**PROMPT:**
Return each of the entries below word for word.
━━━━━ RECORDS FOR PROCESSING ━━━━━
PR #911, opened 2021-09-06
Adding cron for daily tests and builds on Mercodee

dimpar:
The purpose is to set a cron job that would run tests and builds on daily basis so it can be displayed on Meercode dashboard.

### DIFF
--- a/.github/workflows/client.yml
+++ b/.github/workflows/client.yml
@@ -46,7 +46,8 @@ jobs:
   client-build-test-publish-ethereum:
     needs: client-detect-changes
     if: |
-      github.event_name != 'pull_request'
+      github.event_name == 'push'
+        || github.event_name == 'schedule'
         || needs.client-detect-changes.outputs.path-filter == 'true'
         || (github.event_name == 'workflow_dispatch' 
         && github.event.inputs.environment != 'alfajores')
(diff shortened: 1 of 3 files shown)


.github/workflows/client.yml
```diff
@@ -44,7 +46,7 @@ jobs:
   client-build-test-publish-ethereum:
     needs: client-detect-changes
     if: |
-      github.event_name == 'push'
+      github.event_name != 'pull_request'
```
michalinacienciala, line 49: We don't want to execute the job for example for `workflow_dispatch` with `alfajores` input. With the proposed config, the job would execute for such workflow.

My suggestion:
```suggestion
      github.event_name == 'push'
        || github.event_name == 'schedule'
```

.github/workflows/client.yml
```diff
@@ -147,7 +149,7 @@ jobs:
   client-build-test-publish-celo:
     needs: client-detect-changes
     if: |
-      github.event_name == 'push'
+      github.event_name != 'pull_request'
```
michalinacienciala, line 152: My suggestion:
```suggestion
      github.event_name == 'push'
        || github.event_name == 'schedule'
```

michalinacienciala (changes requested):

.github/workflows/client.yml
dimpar: agree, good catch c534da4a963b8b428d8936a9ff7e9ca0c54f1983

.github/workflows/client.yml
dimpar: c534da4a963b8b428d8936a9ff7e9ca0c54f1983

michalinacienciala (approved):

PR #61, opened 2021-02-19
reach server

DanBurton:
* introduces `reach server` command
* changes tut-6-rpc to run using `reach server`
  * tut-6-rpc now runs tests for js, py, and go clients w/ ETH
  * tut-6-rpc tests do not work correctly w/ ALGO, created new issue: https://trello.com/c/dMjRVT7x/1036-make-tut-6-rpc-using-reach-server-work-w-algo


jeapostrophe (approved):
Noiiice

PR #66, opened 2021-02-26
Add `timeout` short hand for `parallel_reduce`

chrisnevers:
Add a shorthand in `parallel_reduce` for specifying:

```Javascript
.timeout(timeRemaining(), () => {
    race(...Participants).publish();
    return LHS; })
```

It can now be written simply as:

```Javascript
.time_remaining(timeRemaining())
```

### DIFF
--- a/docs-src/ref-programs.scrbl
+++ b/docs-src/ref-programs.scrbl
@@ -751,10 +751,13 @@ while the @reachin{.case} and @reachin{.timeout} components are like the corresp
 
 The @reachin{.case} component may be repeated many times, provided the @reachin{PART_EXPR}s each evaluate to a unique @tech{participant}, just like in a @reachin{fork} statement.
 
-In the case of absolute deadlines, there is a common pattern in the @reachin{TIMEOUT_BLOCK} to have participants
-@reachin{race} to @reachin{publish} and return the accumulator. There is a shorthand, @reachin{.time_remaining},
-available for this situation:
+@subsubsub*section{@tt{.time_remaining}}
 
+When dealing with absolute deadlines in @reachin{parallel_reduce}, there is a common pattern in the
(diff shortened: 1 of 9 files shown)


docs-src/ref-programs.scrbl
```diff
@@ -1902,7 +1921,26 @@ expression. For example:
     .invariant(...)
     .while( keepGoing() )
     .case(...)
-    .timeout( timeRemaining(), ...) }
+    .timeout( timeRemaining(), () => { ... }) }
+
+When dealing with absolute deadlines in @reachin{parallel_reduce}, there is a common pattern in the
```
jeapostrophe, line 1926: I think that the expansion should be explained only once and instead this block of docs should say... "this pattern is so common, it is abbreviate as `.time_remaining`", which would be a link to the further explanation. I am scared of copy & paste

jeapostrophe:
Bikeshed: maybe `timeoutWithDeadline` or something? I feel like we're not sufficiently committing to snakes or camels

jeapostrophe:
`timeoutWithDeadline` is long and ugly and doesn't really make sense

DanBurton:
My only bikeshed comment here is that if we are trying to "feel like JavaScript" then we should move away from snake_case names like `parallel_reduce` and `time_remaining` and instead use their camelCase counterparts.

But the general idea of having a contraction for this common pattern seems like a good one.

chrisnevers:
As far as case goes, I just used snake because thats the case of `parallel_reduce` and I thought it would be weird to mix them. And as far as naming goes, I'm open to suggestions. I'm not ecstatic over `timeRemaining` but it's hard to think of something terse and descriptive.

jeapostrophe:
I agree and think we should worry about getting right of snakes in the future.

jeapostrophe (approved):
━━━━━
**WRITTEN SOLUTION:**
PR #911, opened 2021-09-06
Adding cron for daily tests and builds on Mercodee

dimpar:
The purpose is to set a cron job that would run tests and builds on daily basis so it can be displayed on Meercode dashboard.

### DIFF
--- a/.github/workflows/client.yml
+++ b/.github/workflows/client.yml
@@ -46,7 +46,8 @@ jobs:
   client-build-test-publish-ethereum:
     needs: client-detect-changes
     if: |
-      github.event_name != 'pull_request'
+      github.event_name == 'push'
+        || github.event_name == 'schedule'
         || needs.client-detect-changes.outputs.path-filter == 'true'
         || (github.event_name == 'workflow_dispatch' 
         && github.event.inputs.environment != 'alfajores')
(diff shortened: 1 of 3 files shown)


.github/workflows/client.yml
```diff
@@ -44,7 +46,7 @@ jobs:
   client-build-test-publish-ethereum:
     needs: client-detect-changes
     if: |
-      github.event_name == 'push'
+      github.event_name != 'pull_request'
```
michalinacienciala, line 49: We don't want to execute the job for example for `workflow_dispatch` with `alfajores` input. With the proposed config, the job would execute for such workflow.

My suggestion:
```suggestion
      github.event_name == 'push'
        || github.event_name == 'schedule'
```

.github/workflows/client.yml
```diff
@@ -147,7 +149,7 @@ jobs:
   client-build-test-publish-celo:
     needs: client-detect-changes
     if: |
-      github.event_name == 'push'
+      github.event_name != 'pull_request'
```
michalinacienciala, line 152: My suggestion:
```suggestion
      github.event_name == 'push'
        || github.event_name == 'schedule'
```

michalinacienciala (changes requested):

.github/workflows/client.yml
dimpar: agree, good catch c534da4a963b8b428d8936a9ff7e9ca0c54f1983

.github/workflows/client.yml
dimpar: c534da4a963b8b428d8936a9ff7e9ca0c54f1983

michalinacienciala (approved):

PR #61, opened 2021-02-19
reach server

DanBurton:
* introduces `reach server` command
* changes tut-6-rpc to run using `reach server`
  * tut-6-rpc now runs tests for js, py, and go clients w/ ETH
  * tut-6-rpc tests do not work correctly w/ ALGO, created new issue: https://trello.com/c/dMjRVT7x/1036-make-tut-6-rpc-using-reach-server-work-w-algo


jeapostrophe (approved):
Noiiice

PR #66, opened 2021-02-26
Add `timeout` short hand for `parallel_reduce`

chrisnevers:
Add a shorthand in `parallel_reduce` for specifying:

```Javascript
.timeout(timeRemaining(), () => {
    race(...Participants).publish();
    return LHS; })
```

It can now be written simply as:

```Javascript
.time_remaining(timeRemaining())
```

### DIFF
--- a/docs-src/ref-programs.scrbl
+++ b/docs-src/ref-programs.scrbl
@@ -751,10 +751,13 @@ while the @reachin{.case} and @reachin{.timeout} components are like the corresp
 
 The @reachin{.case} component may be repeated many times, provided the @reachin{PART_EXPR}s each evaluate to a unique @tech{participant}, just like in a @reachin{fork} statement.
 
-In the case of absolute deadlines, there is a common pattern in the @reachin{TIMEOUT_BLOCK} to have participants
-@reachin{race} to @reachin{publish} and return the accumulator. There is a shorthand, @reachin{.time_remaining},
-available for this situation:
+@subsubsub*section{@tt{.time_remaining}}
 
+When dealing with absolute deadlines in @reachin{parallel_reduce}, there is a common pattern in the
(diff shortened: 1 of 9 files shown)


docs-src/ref-programs.scrbl
```diff
@@ -1902,7 +1921,26 @@ expression. For example:
     .invariant(...)
     .while( keepGoing() )
     .case(...)
-    .timeout( timeRemaining(), ...) }
+    .timeout( timeRemaining(), () => { ... }) }
+
+When dealing with absolute deadlines in @reachin{parallel_reduce}, there is a common pattern in the
```
jeapostrophe, line 1926: I think that the expansion should be explained only once and instead this block of docs should say... "this pattern is so common, it is abbreviate as `.time_remaining`", which would be a link to the further explanation. I am scared of copy & paste

jeapostrophe:
Bikeshed: maybe `timeoutWithDeadline` or something? I feel like we're not sufficiently committing to snakes or camels

jeapostrophe:
`timeoutWithDeadline` is long and ugly and doesn't really make sense

DanBurton:
My only bikeshed comment here is that if we are trying to "feel like JavaScript" then we should move away from snake_case names like `parallel_reduce` and `time_remaining` and instead use their camelCase counterparts.

But the general idea of having a contraction for this common pattern seems like a good one.

chrisnevers:
As far as case goes, I just used snake because thats the case of `parallel_reduce` and I thought it would be weird to mix them. And as far as naming goes, I'm open to suggestions. I'm not ecstatic over `timeRemaining` but it's hard to think of something terse and descriptive.

jeapostrophe:
I agree and think we should worry about getting right of snakes in the future.

jeapostrophe (approved):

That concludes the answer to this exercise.